Wanita matre atau materialistis juga merupakan golongan wanita yang tidak boleh dinikahi dalam islam. Wanita dengan karakter ini bisa merugikan suami dan menghancurkan perekonomian keluarga. Selain itu, sifat boros atau menghambur-hamburkan uang juga dibenci Allah Ta’ala.

  1. Wanita yang tidak bisa menjaga kehormatannya

Kedudukan wanita dalam Islam sangatlah mulia dan dilindungi. Namun wanita yang mulia adalah wanita yang mampu menjaga kehormatannya. Sedangkan wanita yang tidak bisa menjaga dirinya misalnya saja gemar berzina, ini adalah dosa yang tak terampuni dalam islam. Wanita seperti demikian sebaiknya dihindari karena berzina adalah dosa besar. Kecuali orang tersebut sudah bertaubat, maka boleh untuk dinikahi.

  1. Wanita pendengki

Sifat dengki (hasad) atau iri hati  adalah sifat yang dibenci oleh Allah Ta’ala. Sifat dengki bisa menyebakan penyakit ‘ain yang merugikan diri sendiri dan membuat hati sulit bersyukur.
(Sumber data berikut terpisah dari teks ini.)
Issue #310, opened 2023-06-09
esbuild plugin causes errors in combination with other resolver plugins


lforst:
A customer reported

```text
ERROR node_modules/foo/bar/baz.css:40 : Cannot use "sentry-debug-id-proxy:foo/bar/baz-icons.woff?yr7byn" as a URL
```

I assume we are causing a problem because we are setting a namespace that cascades all the way down to user-code.

PR #311, opened 2023-06-09
fix(esbuild): Don't use namespace for esbuild proxy resolving

lforst:
Potentially fixes https://github.com/getsentry/sentry-javascript-bundler-plugins/issues/310

### DIFF
--- a/packages/esbuild-plugin/src/index.ts
+++ b/packages/esbuild-plugin/src/index.ts
@@ -38,7 +38,6 @@ function esbuildReleaseInjectionPlugin(injectionCode: string): UnpluginOptions {
 
 function esbuildDebugIdInjectionPlugin(): UnpluginOptions {
   const pluginName = "sentry-esbuild-debug-id-injection-plugin";
-  const proxyNamespace = "sentry-debug-id-proxy";
   const stubNamespace = "sentry-debug-id-stub";
 
   return {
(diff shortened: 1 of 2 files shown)


packages/esbuild-plugin/src/index.ts
```diff
@@ -38,34 +38,42 @@ function esbuildReleaseInjectionPlugin(injectionCode: string): UnpluginOptions {
...
-  const proxyNamespace = "sentry-debug-id-proxy";
   const stubNamespace = "sentry-debug-id-stub";
 
   return {
     name: pluginName,
 
     esbuild: {
       setup({ onLoad, onResolve }) {
-        onResolve({ filter: /.*/ }, (args) => {
+        onResolve({ filter: /.*/, namespace: "file" }, (args) => {
```
mydea, line 48: do we need this? We are just hard-coding `file` below 😅

packages/esbuild-plugin/src/index.ts
```diff
@@ -38,34 +38,42 @@ function esbuildReleaseInjectionPlugin(injectionCode: string): UnpluginOptions {
...
             pluginData: {
+              isProxyResolver: true,
               originalPath: args.path,
               originalResolveDir: args.resolveDir,
             },
           };
         });
 
-        onLoad({ filter: /.*/, namespace: proxyNamespace }, (args) => {
+        onLoad({ filter: /.*/, namespace: "file" }, (args) => {
```
mydea, line 66: also here, do we need `namespace` here?

packages/esbuild-plugin/src/index.ts
lforst: You are right, the namespace filter here is very likely unnecessary since we only want to resolve entrypoints which _should_ only have the "file" namespace anyways (since "file" is the default).

The "passthrough" namespace below is then also unnecessary --> removed in 5c24b303061dcfb5ab5e73db1eba518b81f948fd

packages/esbuild-plugin/src/index.ts
lforst: Yeah this namespace is also unnecessary. I think I defined it because I wanted to be conservative over what files we resolve/load, but thinking about it again, it seems unnecesary.

Thanks for questioning this!

lforst: 29f39f630cdb3de6865a6c627a1ec629e2b53b5f

mydea (approved):

PR #312, opened 2023-06-12
docs: Add explanation to migration docs why `RewriteFrames` shouldn't be used

lforst:
We see people having issues with debug IDs because they're still using the `RewriteFrames` integration from previous setups.

This PR adds a section to the migration docs clarifying that it should be removed when using debug IDs.


mydea (approved):
😬 it is not ideal that this is needed... is there a way we could automatically disable it if we detect debug ids are used? 🤔 but for now makes sense to add this at least.

lforst:
PR became redundant because we fixed this in the SDK https://github.com/getsentry/sentry-javascript/pull/8347

PR #318, opened 2023-06-14
feat: Sort globbed files to ensure deterministic bundle IDs

smbroadley:
The results from `glob()` are not guarenteed to be ordered, and prevent deterministic output.

This manifests in the assignment of artefeact names, as well as the bundle-id.

### DIFF
--- a/packages/bundler-plugin-core/src/debug-id-upload.ts
+++ b/packages/bundler-plugin-core/src/debug-id-upload.ts
@@ -89,7 +89,9 @@ export function createDebugIdUploadFunction({
           debugIdChunkFilePath.endsWith(".cjs")
       );
 
-      debugIdChunkFilePaths.sort(); // ensure order; glob() does not
+      // The order of the files output by glob() is not deterministic
+      // Ensure order within the files so that {debug-id}-{chunkIndex} coupling is consistent
+      debugIdChunkFilePaths.sort();
 
       if (Array.isArray(assets) && assets.length === 0) {
         logger.debug(
--- a/packages/bundler-plugin-core/src/debug-id-upload.ts
+++ b/packages/bundler-plugin-core/src/debug-id-upload.ts
@@ -89,6 +89,8 @@ export function createDebugIdUploadFunction({
           debugIdChunkFilePath.endsWith(".cjs")
       );
 
+      debugIdChunkFilePaths.sort(); // ensure order; glob() does not
+
       if (Array.isArray(assets) && assets.length === 0) {
         logger.debug(
           "Empty `sourcemaps.assets` option provided. Will not upload sourcemaps with debug ID."


lforst:
Hi, thanks for the contribution. I am struggling a bit to understand how sorting the globbing will in any way affect the determinism of the plugin since globbing doesn't affect the actual output of the plugins (apart from maybe what ends up inside an os tmp folder).

Artifact names are currently determined by the contained debug id, which are currently just random uuids. We haven't figured out a way of making this deterministic for all bundlers yet. We are open to suggestions.

Big hope lies in the bundlers themselves to emit debug IDs. [Bun](https://bun.sh/) already does this based on our input:

https://github.com/oven-sh/bun/blob/012a8ba3736a671e914171574eea9357f4f659f3/src/sourcemap/sourcemap.zig#L1369-L1384

We are actively pushing in TC39 for this to become a standard.

smbroadley:
Assume I have overriden the generation of random UUIDs (which I have ;)).

The order of those files affects the generated bundle-id, as without sorting, the `{debug-id}-{chunkIndex}` coupling is random. Sorting ensures we get predictable pairings, and stable Bundle-Ids.

lforst:
> The order of those files affects the generated bundle-id, as without sorting, the {debug-id}-{chunkIndex} coupling is random. Sorting ensures we get predictable pairings, and stable Bundle-Ids.

That makes sense. Thanks!

> Assume I have overriden the generation of random UUIDs (which I have ;)).

Just because I am interested: What does your approach look like?

lforst (approved):

smbroadley:
Please do not think bad of me. I'm just a guy trying to get deterministic builds whilst you sort it out proper, like. 😉 

```js
function stevesMegaHack(plugin) {
	return {
		apply(compiler) {
			console.log("Hijacking Sentry.... ***evil laugh***")
			plugin.apply({ // fake webpack compiler:
				webpack: compiler.webpack,
				hooks: compiler.hooks,
				options: {
					plugins: {
						push: (new_plugin)=>{
							if( new_plugin.constructor?.name === "BannerPlugin" 
							 && typeof(new_plugin.options.banner) === "function" ) { // we want this one
								new_plugin.banner = ({chunk})=>{
									const it = (function*(s){while(1)yield* s})(chunk.hash)
									const guid = 'xxxxxxxx-xxxx-xxxx-xxxx-xxxxxxxxxxxx'
											     .replace(/x/g, x=>it.next().value)

									return bundlerPluginCore.getDebugIdSnippet(guid);
								}
							}

							compiler.options.plugins.push(new_plugin)
						}
					}
				}
			})
		},
	}
}
```
...and then in my webpack.config.js:
```js
	plugins: [
		stevesMegaHack(
			sentryWebpackPlugin({ ... })
		)
	]
```

lforst:
> Please do not think bad of me.

@smbroadley Nah man that is hella smart we can add that to the plugin!

smbroadley:
That's great news - Thank you, Luca!

PR #321, opened 2023-06-15
feat(webpack): Generate deterministic debug IDs

lforst:
Use a hash argument provided by the webpack `BannerPlugin` in  order to deterministically generate a debug ID.

cc @smbroadley


packages/webpack-plugin/src/index.ts
```diff
@@ -42,7 +53,10 @@ function webpackDebugIdInjectionPlugin(): UnpluginOptions {
         new BannerPlugin({
           raw: true,
           include: /\.(js|ts|jsx|tsx|mjs|cjs)$/,
-          banner: () => getDebugIdSnippet(uuidv4()),
+          banner: (arg?: BannerPluginCallbackArg) => {
+            const debugId = arg?.chunk?.hash ? stringToUUID(arg?.chunk?.hash) : uuidv4();
```
AbhiPrasad, line 57: when is the hash not available? 

If so is this even truely deterministic? Is there another string we can fallback on if the hash does not exist?

can we get a test to confirm?

lforst: From the type def:

Screenshot 2023-06-15 at 16 53 54

I honestly more or less did this out of caution. Generally, it should be available though.

> If so is this even truely deterministic?

Should be, yes.

>  Is there another string we can fallback on if the hash does not exist?

I didn't investigate yet. For now I thought this was a quick win that works 99% of the time.

lforst: Test I will add!

packages/integration-tests/fixtures/deterministic-debug-ids/deterministic-debug-ids.test.ts
```diff
@@ -0,0 +1,110 @@
...
+    path.join(__dirname, "input", "dynamic-variable.js"),
+    `global.dynamicVariable = 1;`
+  );
+});
+
+afterAll(async () => {
+  await fs.unlink(path.join(__dirname, "input", "dynamic-variable.js"));
+});
+
+test("Same debug IDs for multiple identical builds", () => {
```
AbhiPrasad, line 31: l: This should either be a table test, or separate tests for rollup/vite/webpack.

Makes it easier to add new tests in future, and to instantly identify which bundler is broken

AbhiPrasad (approved):

Issue #326, opened 2023-06-20
Getting Syntax error probably due to the optional chaining.


ukhanzada-nisum-com:
### Environment
"@sentry/react": "^7.52.1",
"@sentry/webpack-plugin": "^2.3.0",
"webpack": "^4.44.2",
"webpack-cli": "^3.3.12",
"node": "12.0.0"

What version are you running? Etc.
<img width="877" alt="Screen Shot 2023-06-15 at 5 28 09 PM" src="https://github.com/getsentry/sentry-javascript-bundler-plugins/assets/38420106/0e2bfe67-0a8f-4cf8-ac0f-424914ce36a7">

### Steps to Reproduce

1. When I'm running the project getting this error

### Expected Result

What you thought would happen.

### Actual Result

What actually happened. Maybe a screenshot/recording? Maybe some logs?

lforst:
Hi, the minimum supported node version of the plugin is Node.js 14. We need to update the engines fields!

PR #327, opened 2023-06-20
docs: Update minimum supported Node.js version to 14

lforst:
Ref https://github.com/getsentry/sentry-javascript-bundler-plugins/issues/326

The unplugin dependency uses optional chaining which is only available in Node 14 or higher. Additionally, we only run our tests for versions 14 and higher.


mydea (approved):
not sure if this _technically_ is a breaking change, but I guess even before it would not really have worked with node < 14? So I guess this is fine!

lforst:
> not sure if this technically is a breaking change, but I guess even before it would not really have worked with node < 14? So I guess this is fine!

Yeah this change was considered as part of the v2 major bump. I simply forgot to document it.

PR #698, opened 2025-03-11
fix: only show missing authToken warning if `release.create` is true

### LINKED ISSUE #536: Dont log warnings when certain features are disabled
Ref https://github.com/getsentry/sentry-javascript/issues/12152

eni4sure:
Fixes #536

### DIFF
--- a/packages/bundler-plugin-core/src/index.ts
+++ b/packages/bundler-plugin-core/src/index.ts
@@ -347,7 +347,7 @@ export function sentryUnpluginFactory({
       );
     } else if (isDevMode) {
       logger.debug("Running in development mode. Will not create release.");
-    } else if (!options.authToken) {
+    } else if (!options.authToken && options.release.create) {
       logger.warn(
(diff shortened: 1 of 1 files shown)


lforst:
Hi, unfortunately we cannot merge this PR as-is because it will actually change whether the release management plugin is added or not, which controls a bunch of other things too. We would need to be a little bit smarter about this.

eni4sure:
@lforst That makes sense.  I pushed an update to explicitly check if both `release.create` and `release.finalize` is set to false to disable releases. That should avoid any unintended changes.

Lms24:
Hey @eni4sure 👋 Really sorry that this PR went unnoticed for such a long time. We did quite a few refactors in the meantime. Are you still up to get this PR over the finish line? If so, could you rebase it to the latest `main` commit and re-check if the fix still applies correctly? If not, that's of course fine, too. Again, sorry for the delayed response!

eni4sure:
hey @Lms24, haven't tested but would close this for now.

Maka itu, jauhilah sifat dengki. Dan sebaiknya hindari menikah dengan wanita pendengki.

Dan janganlah kamu iri hati terhadap apa yang dikaruniakan Allah kepada sebahagian kamu lebih banyak dari sebahagian yang lain. (Karena) bagi orang laki-laki ada bahagian dari pada apa yang mereka usahakan, dan bagi para wanita (pun) ada bahagian dari apa yang mereka usahakan, dan mohonlah kepada Allah sebagian dari karunia-Nya. Sesungguhnya Allah Maha Mengetahui segala sesuatu.” (An Nisaa’ 32).
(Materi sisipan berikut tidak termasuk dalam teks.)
PR #700, opened 2025-03-18
feat(core): Use path instead of debug IDs as artifact names for debug ID upload

lforst:
This PR changes our "upload preparation" logic in the debug ID upload to not emit files named after their debug IDs, but rather after their actual file-names.

Files that would have previously been uploaded as `~/0-96b0eb2b-013a-5640-8ffc-4fd8465bb570.js` would now be uploaded as `~/0/out/rollup/entrypoint1.mjs` which is slightly easier to debug.

We still need to do some kind of collision-prevention in case two files are named identically relative to cwd after normalization, so that's why there's still a `/{number}` prefix in the artifact name (it is the "bundle index" which is an incrementing counter).

### DIFF
--- a/packages/bundler-plugin-core/src/debug-id-upload.ts
+++ b/packages/bundler-plugin-core/src/debug-id-upload.ts
@@ -232,24 +232,7 @@ export async function prepareBundleForDebugIdUpload(
     return;
   }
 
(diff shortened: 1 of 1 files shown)


lforst:
@codecov-ai-reviewer review

Lms24 (approved):
This is a great change!

PR #711, opened 2025-03-31
feat: Only do automatic commit association for Vercel production environments

lforst:
Just noticed this is extremely spammy when you have your git email connected with Sentry.

### DIFF
--- a/packages/bundler-plugin-core/src/options-mapping.ts
+++ b/packages/bundler-plugin-core/src/options-mapping.ts
@@ -48,7 +48,11 @@ export function normalizeUserOptions(userOptions: UserOptions) {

  1. Wanita yang terlalu pencemburu

Orang bilang cemburu adalah tanda cinta. Tapi ketahuilah bahwa cemburu berlebihan justru tidak baik dan bisa memicu pertikaian. Bahkan menghancurkan bahtera rumah tangga. Oleh sebab itu, sebaiknya jangan menikah dengan wanita yang terlalu posesif dan pencemburu. 

  1. Wanita yang suka mengumpat

Mengumpat merupakan perbuatan tercela. Seseorang yang suka mengumpat tidak hanya dibenci manusia lain, tapi juga dibenci Allah Ta’ala.

Diriwayatkan oleh Abu Daud dari Anas, Rasulullah shalallahu ’alaihi wa sallam bersabda: “Pada malam aku diIsra’kan aku telah melalui suatu kaum yg mencakar-cakar muka mereka dgn kuku-kukunya sendiri, maka aku berkata: “Hai Jibril siapa mereka ini? jawab Jibril: Mereka ini adalah org2 yg suka mengumpat dan mereka juga suka menjaga tepi kain orang”. (HR. Abu Daud dari Anas).

17. Wanita keras kepala

Wanita keras kepala biasanya sulit menerima masukan. Saat salah, ia tidak mau diingatkan. Apabila diberikan nasehat juga cenderung melalaikan. Maka itu, jangan menikahi wanita berkarakter keras kepala. Sebaliknya nikahilah wanita yang lembut hati dan baik budi pekertinya.

Bagi lelaki yang sholeh, memilih seorang calon istri hendaknya mengutamakan agama. Ciri wanita yang baik untuk dinikahi menurut Islam adalah wanita yang memiliki ilmu agama dan santun  akhlaknya. Menikahi wanita yang demikian maka insyaAllah sudah cukup untuk membentuk keluarga yang sakinah, mawadah dan rahmah.